Question

My question is whats the velocity i need to throw a dart at the dart board to hit the bulls eye if my initial height is level with the bulls eye 1.7m is the height and 2.4m is the distance away from the board. can you show the formula you used and the values you subed then in for me

Answer 1

can u explain what is 1.7m the height.

Answer 2

1.7m is the height from the center of the bulls eye

Answer 3

to the ground

Answer 4

And how high up are you throwing the dart from?

Answer 5

2.4m is the distance away

Answer 6

It is projectile motion. And many combinations of speed and angle are possible.

Answer 7

well lets say in a controlled environment no air friction, drag just gravity

Answer 8

Ah, I see. So you throw it level to the bulls-eye. So you're throwing from 1.7m high, too.
So koushik_ksv is right with his statement.
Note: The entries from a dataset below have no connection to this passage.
Issue #1736, opened 2026-05-21
generator: workflow archive default sync set should exclude resources whose list endpoint requires non-paginator params


NOVAITEC:
## Summary

`workflow archive` includes every spec resource in its default sync set, regardless of whether that resource's primary list endpoint can be called without arguments. Resources whose list endpoint requires path params (`/users/{user_id}/items`) or non-paginator query params (`/items?ids=`) get called bare and return 404, producing visible `sync_error` events on every archive run.

## Evidence

From polymarket Phase 5 dogfood (`workflow archive` happy_path output):

```
{"event":"sync_start","resource":"book"}
{"event":"sync_error","resource":"book","status":404,"method":"GET","path":"/books","body":"404 page not found\n","error":"GET /books returned HTTP 404: 404 page not found\n"}
{"event":"sync_start","resource":"holders"}
{"event":"sync_error","resource":"holders","status":404,"method":"GET","path":"/holders", ...}
{"event":"sync_start","resource":"prices"}
{"event":"sync_error","resource":"prices","status":404,"method":"GET","path":"/prices", ...}
{"event":"sync_start","resource":"prices-midpoints"}
{"event":"sync_error","resource":"prices-midpoints","status":404,"method":"GET","path":"/midpoints", ...}
{"event":"sync_start","resource":"trades"}
{"event":"sync_error","resource":"trades","status":404,"method":"GET","path":"/trades", ...}
```

5 of 12 resources in polymarket's default sync set are non-syncable: `book` and `prices`/`prices-midpoints` are batch endpoints (`/books?params=...` and `/prices?params=...`) that 404 without `params=`; `holders` and `trades` need filter params (`market=`, `user=`).

## Cross-API recurrence

- **Polymarket** (this retro) — batch endpoints `/books`, `/prices`, `/midpoints` and per-user `/holders`, `/trades`
- **GitHub-shaped APIs** — `/users/{user}/repos`, `/issues/{number}/comments` shape
- **Stripe-shaped APIs** — `/customers/{id}/invoices`, `/charges/{id}/refunds` shape

## Proposed fix

In the generator's sync emission logic (the template that produces `internal/cli/sync.go` and the archive resource list in `internal/cli/channel_workflow.go`):

**Heuristic for default sync inclusion:**
- INCLUDE if the resource's primary list endpoint has no required path params AND no required non-paginator query params.
- EXCLUDE if any `required: true` path param exists.
[...]

PR #2588, opened 2026-06-02
fix(cli): generate working dependent-resource sync for nested sub-collections

sidorovanthon:
## Intent

Issue: Refs #1736 (the canonical-list-selection half; this does not fully resolve it)

A spec with project-scoped nested resources (parent → child fan-out) generated a CLI whose `sync` silently wrote **zero** dependent rows. Two independent root causes, both in the generator/profiler:

1. **Non-deterministic list-endpoint selection.** When several parameterized list paths share one resource key — e.g. `/projects/{project_id}/cycles/` and the deeper `/projects/{project_id}/cycles/{cycle_id}/cycle-issues/` — Go map iteration order could let the deeper sub-collection win the slot. That sub-collection needs an id that isn't available during per-parent fan-out, so the resource synced nothing.
2. **Missing typed parent-scope column on fan-out.** `buildSubResourceTable` declares the scope column `<parent_table>_id` as `NOT NULL` and the typed upsert reads by that name, but the fan-out only injected the generic `parent_id`. The API item never carries `<parent_table>_id` (e.g. Plane returns `"project"`, not `"projects_id"`), so every dependent upsert hit `NOT NULL constraint failed` and stored nothing — silently, in non-strict mode.

## Approach

- **profiler** (`profiler.go`): add `moreCanonicalListPath` and apply it at the parameterized-list collision point. The most canonical collection is the shallowest (fewest path params); ties break by shorter then lexical path, so selection is deterministic regardless of map order.
- **sync template** (`templates/sync.go.tmpl`): during fan-out, inject `obj[dep.ParentTable+"_id"]` alongside the existing `obj["parent_id"]`, so the typed `NOT NULL` scope column is populated.

Both are general generator behavior, not specific to any one API.

## Scope

Primary area: `cli` (generator + profiler)

Why this belongs in this repo: these are bugs in the Printing Press generator/profiler that affect every spec with project-scoped nested (dependent) resources — the symptom surfaced on a printed CLI, but the cause and fix are general machine behavior, not printed-CLI-local.

## Risk

The template change adds one injection line to generated `sync.go` for dependent resources; every fan-out recipe's generated output gains that line on next regen. No documented command, flag, or manifest surface is removed or renamed. The profiler change only makes an already-existing selection deterministic (shallowest path), which is the behavior fan-out already assumed.

## Output Contract

Template change: generated `sync.go` now writes `obj[dep.ParentTable+"_id"] = parentIDJSON` in addition to `obj["parent_id"]` for dependent resources, and carries an expanded explanatory comment. The `generate-golden-api` fixture's generated `sync.go` is updated to match (the only golden whose case exercises a dependent/fan-out resource). No other golden behavior changed.

## Verification

- `go build ./...` — passes.
- `go test ./internal/profiler/ ./internal/generator/` — the two new tests (`TestProfileNestedSubCollectionDoesNotHijackParentList`, `TestGenerateDependentResourceInjectsParentScopeColumn`) pass RED→GREEN. Pre-existing failures on the author's machine are Windows-only environment issues (generated-binary exec / `%PATH%`) and are byte-identical on the unmodified tree (confirmed by stashing the change); zero new failures.
- `scripts/golden.sh update` then inspected the diff: the only behavioral change is `generate-golden-api/.../internal/cli/sync.go` (the injection line). Other regenerated diffs were Windows-only normalization artifacts (backslash paths bypassing `normalize_text`, `.exe` binary suffix, CRLF-based `spec_checksum`) and were deliberately **not** included. A clean full `scripts/golden.sh verify` cannot run on Windows for those normalization reasons; Linux CI will verify the suite.
- End-to-end sanity (downstream, self-hosted Plane): fresh generate → sync populated dependent tables with real UUID scope columns where it previously stored zero.

## AI / Automation Disclosure

### DIFF
--- a/internal/generator/generator_test.go
+++ b/internal/generator/generator_test.go
@@ -350,6 +350,62 @@ func TestGenerateFreshnessHelperEmitted(t *testing.T) {
 	runGoCommand(t, outputDir, "test", "./internal/cli/...", "./internal/cliutil/...")
 }
 
+// TestGenerateDependentResourceInjectsParentScopeColumn reproduces the Plane
+// "fan-out stores zero rows" bug. A project-scoped child (cycles under projects)
+// yields a sub-resource table whose parent scope column (<parent>_id, here
+// projects_id) is NOT NULL, and the typed upsert reads that column from a
+// same-named item field. Plane API items carry "project", never "projects_id",
+// so unless the dependent-sync fan-out injects the scope column, every upsert
+// fails the NOT NULL constraint and the resource silently syncs zero rows.
+func TestGenerateDependentResourceInjectsParentScopeColumn(t *testing.T) {
+	t.Parallel()
+
+	apiSpec := &spec.APISpec{
+		Name: "plane-fanout",
+		Resources: map[string]spec.Resource{
+			"projects": {
+				Endpoints: map[string]spec.Endpoint{
+					"list": {
+						Method:     "GET",
+						Path:       "/projects/",
+						Response:   spec.ResponseDef{Type: "array"},
+						Pagination: &spec.Pagination{CursorParam: "cursor", LimitParam: "per_page"},
+					},
+				},
+				SubResources: map[string]spec.Resource{
+					"cycles": {
+						Endpoints: map[string]spec.Endpoint{
+							"list": {
+								Method:     "GET",
+								Path:       "/projects/{project_id}/cycles/",
+								Response:   spec.ResponseDef{Type: "array"},
+								Pagination: &spec.Pagination{CursorParam: "cursor", LimitParam: "per_page"},
+							},
+						},
+					},
+				},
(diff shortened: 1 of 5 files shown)


sidorovanthon:
Closing as redundant. After opening this I synced with current `main` and both fixes already exist upstream in more evolved forms:

- Deterministic canonical list-endpoint selection: `applySyncCandidates` stable-sorts candidates by path length (lexical tiebreak) and takes the shallowest, which is what this PR's `moreCanonicalListPath` did.
- Typed parent-scope column on fan-out: `sync.go.tmpl` already computes `parentFKKey := dep.ParentTable + "_id"` and injects it conditionally (plus path-param fields), superseding this change.

My fork was branched off a stale main; apologies for the noise. Closing — no action needed.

And the math can show that, with some work!

Answer 9

i was think about it a little would i use \[y = \frac{ 1 }{ 2 }at^2 + v_{0}t+y_{0}\] to solve this

Answer 10

formula for projectile motion is:

\[y = x*\tan(\alpha) - \frac{ g*x^2 }{ 2*v0 } * (1 + tg^2\alpha)\]

but you have two unknown variables, alpha (angle at which you are throwing the dart) and v0, which is initial velocity

Answer 11

sorry, v0 is squared

Answer 12

initial velocity would be zero

Answer 13

initial velocity is what you are looking for in this assignment, if I understood it correctly. by that, I mean velocity you need for dart to have to reach it's target.

however, that velocity depends on angle at which you are throwing that dart

Answer 14

Example of different throws to make the bulls-eye. They change in angle an velocity.